What the exercise asks: Lines containing "ptAttribDropDownList" should be pulled from the material below.

Supplied information:
════════════════
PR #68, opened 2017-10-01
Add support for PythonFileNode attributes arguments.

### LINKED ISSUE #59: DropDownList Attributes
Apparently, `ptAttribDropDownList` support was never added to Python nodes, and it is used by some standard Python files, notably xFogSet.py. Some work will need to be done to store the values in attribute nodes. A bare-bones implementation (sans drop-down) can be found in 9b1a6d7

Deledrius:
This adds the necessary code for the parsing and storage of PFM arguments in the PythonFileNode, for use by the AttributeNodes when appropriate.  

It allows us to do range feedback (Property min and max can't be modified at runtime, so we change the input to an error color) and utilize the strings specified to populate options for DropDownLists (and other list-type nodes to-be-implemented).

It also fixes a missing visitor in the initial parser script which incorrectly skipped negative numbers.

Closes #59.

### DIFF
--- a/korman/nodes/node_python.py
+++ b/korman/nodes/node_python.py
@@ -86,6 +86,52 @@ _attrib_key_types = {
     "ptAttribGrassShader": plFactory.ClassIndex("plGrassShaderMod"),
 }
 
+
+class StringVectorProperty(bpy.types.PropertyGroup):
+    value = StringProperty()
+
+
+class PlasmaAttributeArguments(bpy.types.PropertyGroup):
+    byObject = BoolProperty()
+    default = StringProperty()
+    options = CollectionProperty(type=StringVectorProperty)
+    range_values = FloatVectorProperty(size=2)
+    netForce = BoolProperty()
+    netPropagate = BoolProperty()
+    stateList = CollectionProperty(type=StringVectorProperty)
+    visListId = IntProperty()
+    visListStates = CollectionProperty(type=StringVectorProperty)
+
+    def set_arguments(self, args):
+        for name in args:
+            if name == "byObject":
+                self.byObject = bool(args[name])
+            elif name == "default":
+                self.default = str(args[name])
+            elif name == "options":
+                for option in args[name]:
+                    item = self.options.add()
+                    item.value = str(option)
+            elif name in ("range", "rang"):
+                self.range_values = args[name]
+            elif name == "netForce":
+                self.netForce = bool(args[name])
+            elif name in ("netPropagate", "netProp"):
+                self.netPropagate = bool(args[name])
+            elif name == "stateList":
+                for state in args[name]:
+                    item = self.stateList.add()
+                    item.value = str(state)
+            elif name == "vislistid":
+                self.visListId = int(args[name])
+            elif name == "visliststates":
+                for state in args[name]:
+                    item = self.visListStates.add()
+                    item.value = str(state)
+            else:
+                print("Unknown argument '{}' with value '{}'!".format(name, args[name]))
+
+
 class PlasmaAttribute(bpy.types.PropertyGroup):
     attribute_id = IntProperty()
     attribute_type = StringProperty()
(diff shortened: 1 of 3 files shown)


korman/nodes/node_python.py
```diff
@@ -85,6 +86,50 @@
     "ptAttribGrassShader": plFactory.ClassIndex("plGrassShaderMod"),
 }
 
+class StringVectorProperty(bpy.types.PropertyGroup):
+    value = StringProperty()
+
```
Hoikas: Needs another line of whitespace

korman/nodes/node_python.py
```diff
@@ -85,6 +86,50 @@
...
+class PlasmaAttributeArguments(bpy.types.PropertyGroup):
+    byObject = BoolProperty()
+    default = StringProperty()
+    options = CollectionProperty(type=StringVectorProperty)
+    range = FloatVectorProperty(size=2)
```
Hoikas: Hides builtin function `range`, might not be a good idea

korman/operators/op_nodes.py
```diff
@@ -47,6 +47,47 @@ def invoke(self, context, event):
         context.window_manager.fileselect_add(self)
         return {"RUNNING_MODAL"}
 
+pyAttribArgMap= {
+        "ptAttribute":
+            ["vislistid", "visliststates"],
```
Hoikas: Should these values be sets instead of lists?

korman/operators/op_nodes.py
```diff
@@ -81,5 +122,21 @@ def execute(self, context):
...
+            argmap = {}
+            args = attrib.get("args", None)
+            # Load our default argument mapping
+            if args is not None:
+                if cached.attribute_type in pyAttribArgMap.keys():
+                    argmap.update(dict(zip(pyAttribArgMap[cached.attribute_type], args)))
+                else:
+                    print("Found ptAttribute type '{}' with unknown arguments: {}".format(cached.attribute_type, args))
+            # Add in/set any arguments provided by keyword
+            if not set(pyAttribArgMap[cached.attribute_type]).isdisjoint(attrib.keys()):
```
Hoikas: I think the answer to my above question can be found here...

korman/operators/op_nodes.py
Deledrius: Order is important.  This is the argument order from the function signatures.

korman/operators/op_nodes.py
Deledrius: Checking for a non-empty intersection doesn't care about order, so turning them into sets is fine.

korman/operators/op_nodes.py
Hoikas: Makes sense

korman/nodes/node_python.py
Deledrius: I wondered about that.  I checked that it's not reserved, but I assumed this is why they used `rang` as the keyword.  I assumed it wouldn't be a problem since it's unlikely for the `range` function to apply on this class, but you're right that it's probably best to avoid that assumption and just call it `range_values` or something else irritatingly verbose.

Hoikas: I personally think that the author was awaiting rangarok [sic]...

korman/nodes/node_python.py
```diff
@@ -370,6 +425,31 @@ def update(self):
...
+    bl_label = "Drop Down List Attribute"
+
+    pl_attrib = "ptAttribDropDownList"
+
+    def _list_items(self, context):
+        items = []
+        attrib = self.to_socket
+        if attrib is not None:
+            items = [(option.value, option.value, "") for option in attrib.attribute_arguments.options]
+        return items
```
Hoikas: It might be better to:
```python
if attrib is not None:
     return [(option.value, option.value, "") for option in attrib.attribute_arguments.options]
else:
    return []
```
════════════════
Answer section:
Apparently, `ptAttribDropDownList` support was never added to Python nodes, and it is used by some standard Python files, notably xFogSet.py. Some work will need to be done to store the values in attribute nodes. A bare-bones implementation (sans drop-down) can be found in 9b1a6d7
+    pl_attrib = "ptAttribDropDownList"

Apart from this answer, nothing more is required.